PR #380, opened 2026-05-14
Fix ReDoS vulnerability in PCM codec regex

ptanh05:
## Summary

- Fix catastrophic backtracking (ReDoS) in `PCM_CODEC_REGEX` caused by redundant outer quantifier on capturing group: `/^pcm-([usf])(\d+)+(be)?$/`
- The pattern `(\d+)+` creates exponential backtracking on crafted input like `"pcm-u999...999x"`
- Fixed by removing the unnecessary outer `+`, changing to `(\d+)`
- Add regression test with crafted input to ensure linear matching time

### DIFF
--- a/src/codec.ts
+++ b/src/codec.ts
@@ -629,7 +629,7 @@ export const guessDescriptionForAudio = (decoderConfig: AudioDecoderConfig): Uin
 
 export const OPUS_SAMPLE_RATE = 48_000;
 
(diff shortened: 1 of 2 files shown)


Vanilagy:
A ReDoS this certainly this not, there are no "crafted inputs" reaching that regex, but the regex was indeed redundant, thanks

PR #385, opened 2026-05-22
Fix MediaStreamTrackProcessor worker support handshake

jfrolich:
## Summary
- Fixes a race in the `MediaStreamTrackProcessor` worker-support probe used by `MediaStreamVideoTrackSource`.
- Changes the helper worker handshake from an immediate startup message to an explicit request/response after the main thread listener is registered.
- Prevents `mediaStreamTrackProcessorIsSupportedInWorker()` from hanging if the worker posts its support result before the caller starts listening.

## Bug
When `MediaStreamTrackProcessor` is unavailable on the main thread, `MediaStreamVideoTrackSource._start()` checks whether it is available inside a helper worker. The worker currently posts its `{ type: 'support' }` response immediately when it starts.

The main thread creates the worker first and only then attaches the `message` listener inside `mediaStreamTrackProcessorIsSupportedInWorker()`. If the worker starts quickly enough, the support message can be sent before that listener exists. In that case the promise returned by `mediaStreamTrackProcessorIsSupportedInWorker()` never resolves, so `MediaStreamVideoTrackSource._start()` never resolves, and `Output.start()` can stay pending forever.

We hit this in a production Next/Turbopack browser bundle while starting a WebCodecs recording: the recorder remained in its startup state because `Output.start()` never settled.

## Fix
The worker now handles an explicit `{ type: 'support' }` controller message. The main thread registers the listener first, then sends that request. This keeps the existing support cache and worker fallback behavior, but removes the startup-message race.

## Test plan
- npm run check

🤖 Generated with [Codex](https://Codex.com/Codex)

### DIFF
--- a/src/media-source.ts
+++ b/src/media-source.ts
@@ -2941,6 +2941,8 @@ type MediaStreamTrackProcessorWorkerMessage = {
 };
 
 type MediaStreamTrackProcessorControllerMessage = {
+	type: 'support';
+} | {
 	type: 'videoTrack';
 	trackId: number;
 	track: MediaStreamVideoTrack;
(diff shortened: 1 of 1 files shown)


Vanilagy:
The listener is registered synchronously after the creation of the Worker and thus the message will *always* arrive after the listener exists, so this is a non-fix.

Please submit the issue directly instead of a clanker pseudo-fix.

PR #511, opened 2022-02-04
Added logic to kill D2R when Botty gets stuck and shuts down (prevents issue that causes HC deaths)

pokzcodes:
I've lost two HC characters to Botty getting stuck and shutting down, leaving them in-game to die with no chicken protection. 

In this PR, I added

- a method in restart.py to kill D2R
- a method to safely quit Botty by first killing D2R before calling os.exit
- a call to the safe_quit method during a specific instance in the code that has killed two of my HC bot characters


mgleed (approved):
Agree with the need for this. Code looks good and you confirmed you tested. Thank you

PR #513, opened 2022-02-05
Bugfix for TP charge detection: use color_filter instead of template match threshold

mgleed:
Fixes bug reported by a couple discord users who had <95% match for assets


src/char/i_char.py
```diff
@@ -34,11 +35,13 @@ def __init__(self, skill_hotkeys: Dict, screen: Screen, template_finder: Templat
     def _discover_capabilities(self) -> CharacterCapabilities:
```
VladimirMakaev, line 35: It looks good. But I’m not an expert on how color  filters work. However the main challenge was to distinguish between 22 charges and 2 charges for instance that’s why >95 was used for original low_on_charges tracking. I think there is potentially an issue too

VladimirMakaev (approved):

src/char/i_char.py
```diff
@@ -34,11 +35,13 @@ def __init__(self, skill_hotkeys: Dict, screen: Screen, template_finder: Templat
...
-                    return CharacterCapabilities(can_teleport_natively=True, can_teleport_with_charges=False)
-                else:
+                img = self._screen.grab()
+                skill_img = cut_roi(img, self._config.ui_roi["skill_right"])
+                charge_mask, _ = color_filter(skill_img, self._config.colors["blue"])
+                if np.sum(charge_mask) > 0:
                     return CharacterCapabilities(can_teleport_natively=False, can_teleport_with_charges=True)
+                else:
+                    return CharacterCapabilities(can_teleport_natively=True, can_teleport_with_charges=False)
             return CharacterCapabilities(can_teleport_natively=False, can_teleport_with_charges=True)
```
egut125, line 42: What is this line doing? Seems like extra return?

egut125: Maybe it's mobile formatting. If it's all good this looks good

egut125 (approved):

PR #515, opened 2022-02-05
Bugfix: runs_per_repair modulo by zero fix

mgleed:


egut125 (approved):
Looks good. I've noticed we accomplished this in at least two different ways for different parameters. Might make a unifying pr this week for them.

PR #516, opened 2022-02-05
Track item charges with OCR

mgleed:
Continuation of previous PR in which the native TP vs. charged TP bug was partially fixed. Leverage OCR to read charges remaining on charged skill. Depends on #505 .

Relevant changes are in i_char.py and bot.py

Would appreciate review from @VladimirMakaev


src/ocr.py
```diff
@@ -0,0 +1,290 @@
...
+        check_known_errors: bool = True,
+        check_wordlist: bool = True,
+        word_match_threshold: float = 0.9
+    ) -> list[str]:
+        """
+        Uses Tesseract to read image(s)
+        :param images (required): image or list of images to read in OpenCV format.
+            Use a list of images rather than looping over single images where possible for best performance.
+        :param model: OCR language model basename to use (in assets/tessdata folder)
+        :param psm: Tesseract PSM to use. 7=single uniform text line, 6=single block of text, 3=auto without orientation.
```
VladimirMakaev, line 89: Ideally I wouldn't expose magic numbers outside and would rather create an Enum that describes semantics of each of those PSMs. e.g.
```python
class Segmentation(Enum):
     Auto = 0,
     AutoNoOcrOrOSD = 1,
     ...etc (not sure I correctly made examples but the point is for API to be self-descriptive)
```

src/ocr.py
```diff
@@ -0,0 +1,290 @@
...
+    original_text: str = None
+    word_confidences: list = None
+    mean_confidence: float = None
+    # these are kept to help train OCR
+    original_img: np.ndarray = None
+    processed_img: np.ndarray = None
+    def __getitem__(self, key):
+        return super().__getattribute__(key)
+
+class Ocr:
```
VladimirMakaev, line 26: I'd try to add some encapsulation to this class by prefixing methods which are not intended to be called by others with "_"

VladimirMakaev (commented):
I've tested walkadin with and without charges. All works well. Thanks @mgleed for taking this flaky PR to the next level!

src/ocr.py
mgleed: There already is this in Tesserocr for the OEM and PSM classes but either way you need a reference--either to look up what number to use with the magic numbers or to look up what keywords to put after PSM or OEM. I found it less cumbersome this way personally. As you say though it would make the code more readable.

egut125 (approved):
Looks good!

PR #517, opened 2022-02-06
Fix game isn't restarted when in main menu / character selection screen

VladimirMakaev:
1) game isn't being tracked up until start_from_town which means max_game_length_s isn't accounted for during character selection
2) restart_game utility isn't handling new screen behavior properly and depending on it to wait for main menu while it's not


mgleed (approved):
Thank you

PR #520, opened 2022-02-06
Bugfix: Provide precompiled tesserocr

mgleed:
Tesserocr with Tesseract > 5 works with pip install but installer fails if user doesn't have VS compilers. Will revisit


egut125 (approved):

mgleed:
@egut125 ended up solving this by providing precompiled Tesserocr in the new `dependencies` directory. Tested on another machine without vs tools, worked well. Properly installs with tesseract >= 5.0.1.

PR #521, opened 2022-02-06
Cleanup: Artifact from recent PR

mgleed:


egut125 (approved):
Guessing this file is just no longer needed?

mgleed:
> Guessing this file is just no longer needed?

Yeah I just noticed it was blank and not referenced anywhere.

PR #525, opened 2022-02-07
Parallelize template searching

Ezro:
Proposal to parallelize search_and_wait template waiting using futures.

### DIFF
--- a/src/template_finder.py
+++ b/src/template_finder.py
@@ -93,7 +93,6 @@ class TemplateFinder:
         recs = [[0, 0, 0, 0]] * len(templates)
         future_list = []
         for count, template in enumerate(templates):
-            template_match = TemplateMatch()
             scale = scales[count]
             if scale != 1:
                 img: np.ndarray = cv2.resize(
@@ -128,6 +127,7 @@ class TemplateFinder:
                     break
             # else:
             #     Logger.error(f'{ref[i]} not found')
+        template_match = TemplateMatch()
         if len(scores) > 0 and max(scores) > 0:
             idx = scores.index(max(scores))
             try:
@@ -138,10 +138,6 @@ class TemplateFinder:
             template_match.score = scores[idx]
             template_match.region = recs[idx]
             template_match.valid = True
-        else:
-            template_match = TemplateMatch()
-            # Logger.debug(
-            #     f'Defaulting TemplateMatch result for ref {ref}')
         return template_match
 
     def parse_ref(self, ref, use_grayscale, best_match):
--- a/src/template_finder.py
+++ b/src/template_finder.py
@@ -10,8 +10,10 @@ import time
 import os
 from config import Config
 from utils.misc import load_template, list_files_in_folder, alpha_to_mask, roi_center
+import concurrent.futures
 
 template_finder_lock = threading.Lock()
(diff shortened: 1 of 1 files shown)


VladimirMakaev:
Given the fact that this is CPU bound workload do you have any metrics behind this change? My concern is that we'll have spikes in CPU consumption by botty while it's already mostly run in a constrained environment with many VMs fighting for resources. I may be wrong so some metrics would be nice

Ezro:
> 

I don't have any concrete benchmarks on hand, but when I developed this I noticed that the initial A5_... searching took >1s for multiple searches (until found). With the current implementation in main, this also will run into scalability issues if you ever wanted to match against larger sets.

From my testing, those calls were reduced from >1s to ~0.2s (if memory serves).

The PR includes debug lines for printing the elapsed time for image grabbing as well as searching; I'd encourage pulling down the branch and messing around with the before vs after.

Ezro:
> I completely understand that you'd decrease the search latency as you'll utilize more CPU cores. My concern is about how it would affect setups with VMs and whether you won't overcommit your CPU or create more issues in constrained environments. Ideally the amount of threads you create should be capped somehow based on the amount of cores. I'm not sure if ThreadPoolExecutor would do it natively, let me know if it does
> 
> Also I don't think Futures is the right abstraction for the problem and I'd rather go for a solution with "Parallel-For" semantics that gives an ability to limit concurrency and has a much cleaner syntax with exactly the same outcome. That would allow to limit your concurrency to 1 by a setting a parameter in config as well
> 
> But I'd ask @aeon0 to review this anyway as those are just my thoughts

That's fair. I don't use a VM for my setup so I'm unable to test the solution against it.

From the [Python docs](https://docs.python.org/dev/library/concurrent.futures.html#concurrent.futures.ThreadPoolExecutor):
`If max_workers is None or not given, it will default to the number of processors on the machine, multiplied by 5, assuming that [ThreadPoolExecutor](https://docs.python.org/dev/library/concurrent.futures.html#concurrent.futures.ThreadPoolExecutor) is often used to overlap I/O instead of CPU work and the number of workers should be higher than the number of workers for [ProcessPoolExecutor](https://docs.python.org/dev/library/concurrent.futures.html#concurrent.futures.ProcessPoolExecutor).`

We could manually set the max_workers, but I'm not convinced that the default behavior would be detrimental to a VM.

re: Futures vs Parallel-For (multiprocessing?), I think this is more of a subjective thing; imo, futures should be the go-to for the majority of parallelized tasks since it has a simpler API and my understanding is that it was designed specifically as an easier-to-use replacement for existing concurrent libs (like multiprocessing).

Ezro:
Main CPU Benchmark
Parallel Search CPU Benchmark

VladimirMakaev:
It doesn't look bad based on the benchmark data. Thanks for getting this. Main folks who probably wouldn't like this are the ones running 3 VMs but if the bottleneck is GPU rather than CPU it can work out just fine.

mgleed:
@Ezro if you're still interested in this PR, see if you can rebase/merge given recent template_finder changes. Will review again at that point. Thanks!

jobithu:
Imagine what we could do with our mob detection if this thing here was working :)

mgleed:
Closing for now, can revisit in the future if need arises

PR #528, opened 2022-02-09
Update transmute.py

mgleed:


VladimirMakaev (approved):
lgtm

egut125 (approved):
No longer worth a threshold check?

mgleed:
> No longer worth a threshold check?

The ROI is small so there shouldn't be any false positives. One user was having issues and fixed them by recapturing his own transmute asset--guessing this has to do with yet-to-be-explained template matching variation.

PR #531, opened 2022-02-09
Add Horker Barbarian Weapon Switch by a user

jobithu:
- PR'd by me on behalf of a user
- adds a simple weapon switch before horking.
- after horking, weapon is switched back to main hand.
- no check for success implemented - could be a next step (copy code from CTA pre-buff routine to safeguard against issues whilst swapping weapons).

### DIFF
--- a/src/char/barbarian.py
+++ b/src/char/barbarian.py
@@ -8,10 +8,13 @@ from logger import Logger
 from screen import Screen
 from utils.misc import wait, cut_roi
 import time
+import os
 from pather import Pather, Location
 
 
 class Barbarian(IChar):
+    os.system('color')
+    
     def __init__(self, skill_hotkeys: dict, screen: Screen, template_finder: TemplateFinder, ui_manager: UiManager, pather: Pather):
         Logger.info("Setting up Barbarian")
         super().__init__(skill_hotkeys, screen, template_finder, ui_manager)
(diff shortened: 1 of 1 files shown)


src/char/barbarian.py
```diff
@@ -153,7 +189,16 @@ def kill_nihlathak(self, end_nodes: list[int]) -> bool:
...
+        wait(0.5, 0.55)
+        #switch to off hand before horking
+        Logger.info('\033[92m'+"SWITCHING TO OFF HAND!!!!!"+'\033[0m')
+        keyboard.send(self._char_config["weapon_switch"])
+        wait(0.1, 0.15)
+        self._do_hork(4)
+        wait(0.5, 0.55)
+        #switch back to main hand
+        Logger.info('\033[92m'+"SWITCHING BACK TO MAIN HAND!!!!!"+'\033[0m')
+        keyboard.send(self._char_config["weapon_switch"])
```
VladimirMakaev, line 201: should encapsulate weapon switching in the char. E.g. have char.switch_weapon() method that deals with resiliency  of the process. CTA routine should use that one too.

src/char/barbarian.py
```diff
@@ -137,7 +164,16 @@ def kill_council(self) -> bool:
             # Stay inside and cast war cry again moving forward
             self._move_and_attack((40, 10), atk_len)
             self._move_and_attack((-40, -20), atk_len)
-        self._do_hork(5)
+        wait(0.5, 0.55)
```
VladimirMakaev, line 167: can we further encapsulate this in a form of:
```python
self._do_hork(5, offhand=True)
```
Can hide shenanigans with waiting and swapping and swapping back there

VladimirMakaev (changes requested):

jobithu:
closing, as tw1st has a better solution available already

PR #534, opened 2022-02-11
Track nopickup status in GameStats and only /nopickup once

Ezro:
While the initial code was more resilient, this approach aims to:
* Reduce visual noise (if you're watching the bot)
* Reduce possible behavioral pattern detection


mgleed (approved):
Looks good, thank you

PR #541, opened 2022-02-12
Break Time

Cathb0nes:
**take_break** = amount of games before breaking, can be left blank to never break
**take_break_time** = value in seconds to break for


src/config.py
```diff
@@ -221,6 +221,8 @@ def load_data():
             "stash_gold": bool(int(Config._select_val("char", "stash_gold"))),
             "gold_trav_only": bool(int(Config._select_val("char", "gold_trav_only"))),
             "use_merc": bool(int(Config._select_val("char", "use_merc"))),
+            "take_break":  False if not Config._select_val("char", "take_break") else int(Config._select_val("char", "runs_per_repair")),
```
mgleed, line 224: review this line

PR #2162, opened 2024-02-16
Test users

rupertbates:
## What does this change?
This PR adds a module which allows creation, cancellation and deletion of test subscriptions in CODE Zuora from the command line.

Usage examples from the README:
### Create a subscription
```shell
pnpm -filter test-users createSubscription
```
Result will be: 
```json
[
  {
    Success: true,
    SubscriptionNumber: 'A-S00815422',
    AccountNumber: 'A00826604'
  }
]
```
This will create a monthly digital subscription
### Cancel a subscription
```shell
pnpm -filter test-users cancelSubscription A-S00815422
```
Result will be:
```json
{ success: true }
```

### Delete an account
```shell
pnpm -filter test-users deleteAccount A00826604
```
Result will be:
```json
{ success: true }
```

### DIFF
--- a/modules/test-users/README.md
+++ b/modules/test-users/README.md
@@ -1,5 +1,5 @@
 ## Test Users
-This module provides an easy way to create, cancel and delete test subscriptions and accounts in CODE Zuora from the command line.
+This module provides an easy way to create, cancel and delete test subscriptions and accounts in CODE Zuora from the command line. You will need to have fresh Janus credentials.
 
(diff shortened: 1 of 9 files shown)


rupertbates:
> I have tested the cli commands and all works nicely.
> 
> I wonder whether we should add an optional command line parameter (or any other option) to be able to specify CSBX as well?

Yes I think there are lots of things we could add, this should just be a start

□ □ □ □ □ □ □

● **Problem requirements**
Transcribe, please, every line from the first line of the listing above through the line with "- Fixes a race". Keep both ends and nothing else.

● **Solution to this task**
PR #380, opened 2026-05-14
Fix ReDoS vulnerability in PCM codec regex

ptanh05:
## Summary

- Fix catastrophic backtracking (ReDoS) in `PCM_CODEC_REGEX` caused by redundant outer quantifier on capturing group: `/^pcm-([usf])(\d+)+(be)?$/`
- The pattern `(\d+)+` creates exponential backtracking on crafted input like `"pcm-u999...999x"`
- Fixed by removing the unnecessary outer `+`, changing to `(\d+)`
- Add regression test with crafted input to ensure linear matching time

### DIFF
--- a/src/codec.ts
+++ b/src/codec.ts
@@ -629,7 +629,7 @@ export const guessDescriptionForAudio = (decoderConfig: AudioDecoderConfig): Uin
 
 export const OPUS_SAMPLE_RATE = 48_000;
 
(diff shortened: 1 of 2 files shown)


Vanilagy:
A ReDoS this certainly this not, there are no "crafted inputs" reaching that regex, but the regex was indeed redundant, thanks

PR #385, opened 2026-05-22
Fix MediaStreamTrackProcessor worker support handshake

jfrolich:
## Summary
- Fixes a race in the `MediaStreamTrackProcessor` worker-support probe used by `MediaStreamVideoTrackSource`.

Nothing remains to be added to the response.